• [EXERCISE REQUIREMENTS]:
Output every entry exactly as given.
::::::
PR #197, opened 2018-02-14
Check Route 53 records against all supported types

mvermaes:
As discussed at https://github.com/github/octodns/pull/111#issuecomment-365614180, a small fix to check Route 53 records are of a type contained in the `SUPPORTS` set.

### DIFF
--- a/octodns/provider/route53.py
+++ b/octodns/provider/route53.py
@@ -461,7 +461,7 @@ class Route53Provider(BaseProvider):
                 record_name = zone.hostname_from_fqdn(rrset['Name'])
                 record_name = _octal_replace(record_name)
                 record_type = rrset['Type']
-                if record_type == 'SOA':
+                if record_type not in self.SUPPORTS:
                     continue
                 data = getattr(self, '_data_for_{}'.format(record_type))(rrset)
                 records[record_name][record_type].append(data)


octodns/provider/route53.py
```diff
@@ -459,7 +459,7 @@ def populate(self, zone, target=False, lenient=False):
                 record_name = zone.hostname_from_fqdn(rrset['Name'])
                 record_name = _octal_replace(record_name)
                 record_type = rrset['Type']
-                if record_type == 'SOA':
+                if record_type not in self.SUPPORTS:
```
ross: Does it make sense to try and detect the Route53 alias records here to and ignore them?

mvermaes: Sorry, yeah it does. I wanted to give the original PR submitter a chance to do it first, since he already did that work in #27. I'll update this if he doesn't get a chance to.

ross: Checking back in on this. Would be good to get this cleared up and tested.

mvermaes: @michaelmcallister, are you still interested/do you have time to take a look at adding your fix from #27 here?

Please let me know, I'll probably have a look at incorporating your stuff towards the end of the week if you don't get a chance to, so this PR can be closed. I think I can add you as a co-author on those commits so you would still get credit.

michaelmcallister: I'll work on it now @mvermaes  - sorry for the delay!

michaelmcallister: Done see: https://github.com/github/octodns/pull/216

mvermaes: Great, thanks for that!

@ross let us know if you're OK to merge these two PRs as-is, otherwise I don't mind if @michaelmcallister incorporates my trivial edit into #216.

ross:
Thanks @mvermaes & @michaelmcallister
::::::
• [RESPONSE TO THIS TASK]:
PR #197, opened 2018-02-14
Check Route 53 records against all supported types

mvermaes:
As discussed at https://github.com/github/octodns/pull/111#issuecomment-365614180, a small fix to check Route 53 records are of a type contained in the `SUPPORTS` set.

### DIFF
--- a/octodns/provider/route53.py
+++ b/octodns/provider/route53.py
@@ -461,7 +461,7 @@ class Route53Provider(BaseProvider):
                 record_name = zone.hostname_from_fqdn(rrset['Name'])
                 record_name = _octal_replace(record_name)
                 record_type = rrset['Type']
-                if record_type == 'SOA':
+                if record_type not in self.SUPPORTS:
                     continue
                 data = getattr(self, '_data_for_{}'.format(record_type))(rrset)
                 records[record_name][record_type].append(data)


octodns/provider/route53.py
```diff
@@ -459,7 +459,7 @@ def populate(self, zone, target=False, lenient=False):
                 record_name = zone.hostname_from_fqdn(rrset['Name'])
                 record_name = _octal_replace(record_name)
                 record_type = rrset['Type']
-                if record_type == 'SOA':
+                if record_type not in self.SUPPORTS:
```
ross: Does it make sense to try and detect the Route53 alias records here to and ignore them?

mvermaes: Sorry, yeah it does. I wanted to give the original PR submitter a chance to do it first, since he already did that work in #27. I'll update this if he doesn't get a chance to.

ross: Checking back in on this. Would be good to get this cleared up and tested.

mvermaes: @michaelmcallister, are you still interested/do you have time to take a look at adding your fix from #27 here?

Please let me know, I'll probably have a look at incorporating your stuff towards the end of the week if you don't get a chance to, so this PR can be closed. I think I can add you as a co-author on those commits so you would still get credit.

michaelmcallister: I'll work on it now @mvermaes  - sorry for the delay!

michaelmcallister: Done see: https://github.com/github/octodns/pull/216

mvermaes: Great, thanks for that!

@ross let us know if you're OK to merge these two PRs as-is, otherwise I don't mind if @michaelmcallister incorporates my trivial edit into #216.

ross:
Thanks @mvermaes & @michaelmcallister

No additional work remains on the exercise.